There is no doubt that the practice of net metering for residential solar photovoltaic systems has been a key enabler of the rapid growth of rooftop solar generation in the United States (see OWOE: How does net metering encourage private investment in home solar systems?). But has it outlived it usefulness? Or, has it even become a barrier to greater renewable penetration into the marketplace?
Net metering is the practice of allowing rooftop solar system owners to “sell” the excess electricity they’ve generated back to the utility at the same cost per kilowatt-hour as the electricity they purchase. The mechanics of the process are simple – the meter runs forward when the homeowner takes electricity from the grid, and the meter runs backward when the excess generation is pushed back to the grid. And, at the end of a fixed time period, typically a year, there is a reconciliation effort to make sure the total in vs. out matched, with any excess generation paid for at a reduced power price. This process was originally viewed as maximizing the value of the owner’s system, if it had been properly sized, and has encouraged many owners to purchase their systems.
However, the utilities have argued that the process undervalues the benefit that the utility and grid are providing to serve essentially as a large battery. Most states that have net metering procedures in place have a limit on how much ‘behind-the-meter” capacity can be added to the gird. California, for example, initially had a maximum of 5% of total electricity demand from the three investor-owned utilities in the state: Pacific Gas & Electric (PG&E), San Diego Gas & Electric (SDG&E), and Southern California Edison (SCE). Toward the end of 2015, all three utilities were approaching that cap.
To ensure that solar would continue to succeed, the California Public Utilities Commission (CPUC) created a next-generation program known as “Net Metering 2.0″. The revised rules required new customers to be enrolled in time-of-use (TOU) rates, which means that their electricity could be priced differently depending upon when it was used or returned to the grid, e.g., higher price during peak periods of demand. The new rules also included a one-time connection fee to the grid and a small monthly cost. Although neither party got exactly what it wanted under the new rules, it was an acceptable compromise that ensured that rooftop solar generation would continue to grow in California. Net Metering 2.0 will run through 2019, at which time the CPUC will revisit the program. Customers set up under the original net metering rules were grandfathered for 20 years.
But what about the future? If one steps back from the debate over net metering and looks at renewable energy generation in a holistic manner, one can see that in the long-term net metering will hold back penetration of renewable energy into the market. The problems caused by net metering are primarily that the rooftop solar system owner has no incentive to generate more electricity than he uses, and the utility has no incentive to utilize this capacity in its overall power generation and delivery strategy. It is not a benefit to the utility as much as it is a burden. Even California’s Net Metering 2.0 approach only creates partial incentives with its TOU rates since these are still retail rates.
As an alternative to net metering, what if we imagined a system whereby a homeowner could install as large a system as he desired with as much onsite storage as he desired?
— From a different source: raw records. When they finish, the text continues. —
PR #3540, opened 2026-07-22
fix(DataMapper): activate summary buttons with Enter and Space

### LINKED ISSUE #3536: DataMapper: Add parameter confirm button should react to enter and space key
Currently the "add parameter" confirm button only reacts to the mouse click. This should also support following sequence:
1. Type param name
2. `Tab` key
3. `Enter` or `Space` key
4. param is created

In addition to that, pressing `Enter` without pressing `Tab` at step 2 also should immediately create the param. IOW when the param name text area is focused, `Enter` key should immediately create the param.
Also, when the param name text area is focused, `Esc` key should cancel adding the param.
 
Image

ConsultingFuture4200:
The ExpansionPanel summary is a role="button" div whose keydown handler called preventDefault() on Enter/Space. Because React's onKeyDown bubbles, this also cancelled the browser's activation behaviour for any focused descendant, so no click was ever synthesised and the button's onClick never ran. Only mouse clicks worked.

This affected every button rendered in a panel summary, including the add/rename/delete parameter actions, not just the add-parameter confirm button reported in the issue.

- Ignore keydown events that did not originate on the summary itself, so interactive descendants keep their native Enter/Space activation.
- Stop click propagation on the name input confirm/cancel buttons, so activating them no longer toggles the enclosing panel. This was also reachable with the mouse, most visibly when renaming a parameter, where the panel survives the action and toggled underneath the user.

Fixes #3536

- Scope is wider than the issue. The preventDefault on a bubbled keydown disabled Enter/Space for every button in every panel summary (add, rename, delete, cancel) not just the confirm button. This is a WCAG 2.1.1 fix.
- The stopPropagation change is mouse-reachable too, and wasn't in the issue. Flag it so a maintainer can ask for it separately if they'd rather. The keyboard fix is incomplete without it, activating confirm would otherwise toggle the panel.
- How it was tested. 6753 tests pass, lint clean, and the 4 new bug-proving tests were confirmed to fail with the source fixes reverted. Worth saying that the 2 remaining new tests (Enter-in-field, Escape) pass either way they're regression guards, not proof.

I used a stack of agents, Fable in front, a mix of local models on my Spark and workstation, to address this issue and solve it. I'm learning the trade via "project based learning", so i read the diff here and spent time with my agents to understand what we did and why. I think I've put my inference to good use here for you guys and the open source movement. 

Thank you!

## Summary by CodeRabbit

* **Bug Fixes**
  * Prevented buttons and inputs inside expansion panel summaries from unintentionally toggling panels.
  * Improved keyboard and mouse interactions for document name submission and cancellation.
  * Ensured Enter and Space activate only the intended focused control.

* **Accessibility**
  * Enhanced keyboard navigation and activation behavior in expansion panels and document name editing.

* **Tests**
  * Added coverage for keyboard, focus, cancellation, submission, and mouse interactions in expansion panels and name input controls.

### DIFF
--- a/packages/ui/src/components/Document/NameInputPlaceholder.test.tsx
+++ b/packages/ui/src/components/Document/NameInputPlaceholder.test.tsx
@@ -1,7 +1,10 @@
 import { fireEvent, render, screen } from '@testing-library/react';
+import userEvent from '@testing-library/user-event';
 import type { Mock } from 'vitest';
 
 import { NameValidation, NameValidationStatus } from '../../models/datamapper/visualization';
+import { ExpansionContext } from '../ExpansionPanels/ExpansionContext';
+import { ExpansionPanel } from '../ExpansionPanels/ExpansionPanel';
 import { NameInputPlaceholder } from './NameInputPlaceholder';
 
 describe('NameInputPlaceholder', () => {
@@ -132,5 +135,115 @@ describe('NameInputPlaceholder', () => {
 
     const input = screen.getByTestId(`${TEST_PREFIX}-name-input`);
     expect(input).toHaveValue('existing');
+  });
+
+  describe('inside an ExpansionPanel summary', () => {
+    let mockSetExpanded: Mock;
+
+    function renderInPanel() {
+      mockSetExpanded = vi.fn();
+
+      return render(
+        <ExpansionContext.Provider
+          value={{
+            register: vi.fn(),
+            unregister: vi.fn(),
+            resize: vi.fn(),
+            setExpanded: mockSetExpanded,
+            queueLayoutChange: vi.fn(),
+            registerLayoutCallback: vi.fn(),
+            unregisterLayoutCallback: vi.fn(),
+          }}
+        >
+          <ExpansionPanel
+            id="test-panel"
+            summary={
+              <NameInputPlaceholder
+                validate={mockValidate}
+                onSubmit={mockOnSubmit}
+                onCancel={mockOnCancel}
+                placeholder="test name"
+                testIdPrefix={TEST_PREFIX}
+                ariaLabelPrefix="test"
+              />
+            }
+          >
+            <div>Test Content</div>
+          </ExpansionPanel>
+        </ExpansionContext.Provider>,
+      );
+    }
+
+    it.each(['{Enter}', ' '])('should submit via Tab then "%s" on the confirm button', async (key) => {
+      const user = userEvent.setup();
+      renderInPanel();
+
+      // The name input is auto-focused on mount.
+      await user.keyboard('testparam');
+      await user.tab();
+      expect(screen.getByTestId(`${TEST_PREFIX}-submit-btn`)).toHaveFocus();
+
+      await user.keyboard(key);
+
+      expect(mockOnSubmit).toHaveBeenCalledWith('testparam');
+      // Confirming must not toggle the surrounding panel.
+      expect(mockSetExpanded).not.toHaveBeenCalled();
+    });
+
+    it('should submit on Enter in the name field without tabbing', async () => {
+      const user = userEvent.setup();
+      renderInPanel();
+
+      await user.keyboard('testparam{Enter}');
+
+      expect(mockOnSubmit).toHaveBeenCalledWith('testparam');
+      // Confirming must not toggle the surrounding panel.
+      expect(mockSetExpanded).not.toHaveBeenCalled();
+    });
+
+    it('should cancel on Escape in the name field', async () => {
+      const user = userEvent.setup();
+      renderInPanel();
+
+      await user.keyboard('testparam{Escape}');
+
+      expect(mockOnCancel).toHaveBeenCalled();
+      expect(mockOnSubmit).not.toHaveBeenCalled();
+    });
+
+    it.each([
+      `${TEST_PREFIX}-name-input`,
+      `${TEST_PREFIX}-submit-btn`,
+      `${TEST_PREFIX}-cancel-btn`,
+      `${TEST_PREFIX}-name-input-error`,
+    ])('should not toggle the panel when clicking "%s"', async (testId) => {
+      const user = userEvent.setup();
+      renderInPanel();
+
+      await user.keyboard('testparam');
+      await user.click(screen.getByTestId(testId));
+
+      expect(mockSetExpanded).not.toHaveBeenCalled();
+    });
+
+    it('should submit when clicking the confirm button', async () => {
+      const user = userEvent.setup();
+      renderInPanel();
+
+      await user.keyboard('testparam');
+      await user.click(screen.getByTestId(`${TEST_PREFIX}-submit-btn`));
+
+      expect(mockOnSubmit).toHaveBeenCalledWith('testparam');
+    });
+
+    it('should cancel when clicking the cancel button', async () => {
+      const user = userEvent.setup();
+      renderInPanel();
+
+      await user.click(screen.getByTestId(`${TEST_PREFIX}-cancel-btn`));
+
+      expect(mockOnCancel).toHaveBeenCalled();
+      expect(mockOnSubmit).not.toHaveBeenCalled();
+    });
   });
 });
--- a/packages/ui/src/components/ExpansionPanels/ExpansionPanel.tsx
+++ b/packages/ui/src/components/ExpansionPanels/ExpansionPanel.tsx
@@ -113,6 +113,9 @@ export const ExpansionPanel: FunctionComponent<PropsWithChildren<ExpansionPanelP
   const handleKeyDown = useCallback(
     (event: React.KeyboardEvent) => {
       if (event.altKey || event.ctrlKey || event.metaKey || event.shiftKey) return;
+      // Let interactive descendants (buttons, inputs) handle their own Enter/Space.
+      // Calling preventDefault() here would otherwise suppress their activation.
+      if (event.target !== event.currentTarget) return;
       if (event.key === 'Enter' || event.key === ' ') {
         event.preventDefault();
         event.stopPropagation();
--- a/packages/ui/src/components/Document/NameInputPlaceholder.tsx
+++ b/packages/ui/src/components/Document/NameInputPlaceholder.tsx
@@ -2,7 +2,7 @@ import './NameInputPlaceholder.scss';
 
 import { ActionList, ActionListGroup, ActionListItem, Button, Label } from '@patternfly/react-core';
 import { CheckIcon, TimesIcon } from '@patternfly/react-icons';
-import { FunctionComponent, KeyboardEvent, useCallback, useEffect, useMemo, useRef, useState } from 'react';
+import { FunctionComponent, KeyboardEvent, MouseEvent, useCallback, useEffect, useMemo, useRef, useState } from 'react';
 
 import { NameValidation, NameValidationStatus } from '../../models/datamapper/visualization';
 import { NameInput } from './NameInput';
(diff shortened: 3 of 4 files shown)


packages/ui/src/components/ExpansionPanels/ExpansionPanel.tsx
```diff
@@ -113,6 +113,9 @@ export const ExpansionPanel: FunctionComponent<PropsWithChildren<ExpansionPanelP
   const handleKeyDown = useCallback(
     (event: React.KeyboardEvent) => {
       if (event.altKey || event.ctrlKey || event.metaKey || event.shiftKey) return;
+      // Let interactive descendants (buttons, inputs) handle their own Enter/Space.
+      // Calling preventDefault() here would otherwise suppress their activation.
+      if (event.target !== event.currentTarget) return;
```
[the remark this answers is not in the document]
ConsultingFuture4200: Thanks — the bubbling observation is correct, but the panel already toggles by design on descendant clicks, and the suggested guard breaks that. Details below.

**The proposed click guard breaks summary clicking.** I applied `if (event.target !== event.currentTarget) return;` to the summary's `onClick` and ran the suite: the existing `should toggle expansion when summary is clicked` test fails. The summary's own content (title text, chevron icon) are all descendants of the summary div, so that guard suppresses the panel's primary interaction, not just interactive controls.

**Descendant clicks are intended to bubble and toggle.** `BaseDocument.tsx#L85` documents this explicitly:

> `// Note: We don't stop propagation to allow ExpansionPanel toggle to work`

Interactive controls opt out via `stopPropagation` instead — either per-button (`Parameters.tsx`, add/toggle-parameters) or per-container (`<ActionListGroup className="document__actions" onClick={handleStopPropagation}>` at `BaseDocument.tsx#L114`, which is what covers `RenameButton` and `DeleteParameterButton`; neither stops propagation on its own). Centralizing propagation blocking in `ExpansionPanel` would invert that invariant and duplicate the existing call sites.

**The keydown-only guard is the established idiom here.** `BaseDocument.tsx#L95` already uses exactly this check for exactly this problem:

```tsx
const handleKeyDown = useCallback((event: KeyboardEvent) => {
  if (event.target !== event.currentTarget) return;
  if (event.key === 'Enter' || event.key === ' ') { ... }
```

This PR makes `ExpansionPanel` consistent with that.

**The no-toggle contract is asserted, one layer down.** This PR also adds `stopPropagation` to the confirm/cancel buttons in `NameInputPlaceholder` (matching the convention above), and `NameInputPlaceholder.test.tsx` asserts `expect(mockSetExpanded).not.toHaveBeenCalled()` after both Enter and Space activation, with the placeholder rendered inside a real `ExpansionPanel`. That test passes.

On the test suggestion specifically: `mockSetExpanded` already exists in `ExpansionPanel.test.tsx`. I deliberately left that assertion out of the nested-button test because the fixture is a bare `<button>` with no `stopPropagation` — such a button *should* toggle the panel, so asserting otherwise would encode incorrect DOM behaviour. The assertion lives where a real control with the real convention is exercised.

One point in favour of the concern: enabling keyboard activation does mean any button added to a summary in future without `stopPropagation` will toggle the panel when activated. I checked every button currently rendered in a summary and they are all covered, individually or by the `document__actions` group wrapper — so there is no live gap today.

PVinaches:
Hello! Thanks for opening this PR. It solves the issue of the missing functionality. Just a small NIT, could you also add a negative assertion to make the guard verifiable end-to-end?

`expect(mockSetExpanded).not.toHaveBeenCalled();`

Without it, if the `target !== currentTarget` guard was accidentally removed, the test would still pass (the button still activates) but we just wouldn't notice the panel also toggled.
Besides, please rebase your branch and squash the commits before pushing, so that we have a clean history.

packages/ui/src/components/Document/NameInputPlaceholder.test.tsx
```diff
@@ -153,4 +156,77 @@ describe('NameInputPlaceholder', () => {
...
+      expect(mockSetExpanded).not.toHaveBeenCalled();
+    });
+
+    it('should submit on Enter in the name field without tabbing', async () => {
+      const user = userEvent.setup();
+      renderInPanel();
+
+      await user.keyboard('testparam{Enter}');
+
+      expect(mockOnSubmit).toHaveBeenCalledWith('testparam');
```
igarashitm, line 199: Can you also assert mockSetExpanded is not called?

ConsultingFuture4200:
Added — thanks, and rebased onto `main` with the history squashed to a single commit.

This owner would now be a mini power plant operator with full control of how much electricity he provided to the gird and when. He could enter into an agreement with the power company to provide power when it was the most needed (and most valuable) and take power when it was the cheapest to use, for example for charging his electric vehicle (EV). His smart inverter would manage the electricity flow to maximize income and thereby maximize the value of his system. Such technology is already becoming available on the market (for example with SunRun’s BrightBox product). With thousands of such customers the utility will have the equivalent of a utility-scale power plant to supplement its more traditional plants. The utility could incorporate this available power source into its short and long-term dispatch planning. This additional and flexible capacity could minimize the need to build new capacity into the system to handle the intermittency of solar and wind generated power. It could also minimize the amount of fossil fuel powered plants needed for standby generation.
So…net metering is good, but more modern approaches that maximize the benefits of latest technology are even better.